_Exercise objective_: From the material below, tally every line containing "https"; reply with the total only.

.....

PR #15815, opened 2019-03-13
HTML: BarProp objects

annevk:
For https://github.com/whatwg/html/issues/2579.


html/browsers/the-window-object/BarProp.window.js
```diff
@@ -0,0 +1,53 @@
+function assert_barProps(barPropObjects, visible) {
+  let lastBarProp = undefined;
+  for (let barProp of barPropObjects) {
+    const currentBarProp = barProp;
```
domenic: `const currentBarProp of barPropObjects`?

html/browsers/the-window-object/BarProp.window.js
```diff
@@ -0,0 +1,53 @@
...
+  assert_barProps(oldBarPropObjects, visible);
+}
+
+async_test(t => {
+  const frame = document.body.appendChild(document.createElement("iframe")),
+        frameW = frame.contentWindow,
+        barProps = ["locationbar", "menubar", "personalbar", "scrollbars", "statusbar", "toolbar"],
+        barPropObjects = barProps.map(val => frameW[val]);
+
+  assert_barProps(barPropObjects, true);
```
domenic: Honestly it's pretty surprising these count as visible for an iframe. Something for https://github.com/whatwg/html/issues/4431 I suppose.

html/browsers/the-window-object/BarProp.window.js
```diff
@@ -0,0 +1,53 @@
...
+  const openee = window.open("/common/blank.html"),
+        barProps = ["locationbar", "menubar", "personalbar", "scrollbars", "statusbar", "toolbar"],
+        barPropObjects = barProps.map(val => openee[val]);
+
+  assert_barProps(barPropObjects, true);
+  openee.onload = t.step_func(() => {
+    assert_identical_barProps(barProps, openee, barPropObjects, true);
+
+    openee.onunload = t.step_func(() => {
+      assert_barProps(barPropObjects, true);
```
domenic: Whenever you use `assert_barProps` instead of `assert_identical_barProps`, I wonder to myself: does this mean they're supposed to have changed since the last time? If so, replacing it with an assertion that they are supposed to be different would be good. If not, replacing it with `assert_identitical_barProps` would be good.

domenic (approved):

PR #15818, opened 2019-03-13
HTML: window.opener clearing

annevk:
For https://github.com/whatwg/html/issues/4429.


annevk:
Interesting that in automation Firefox sometimes passes.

.....

_Exercise output_: 3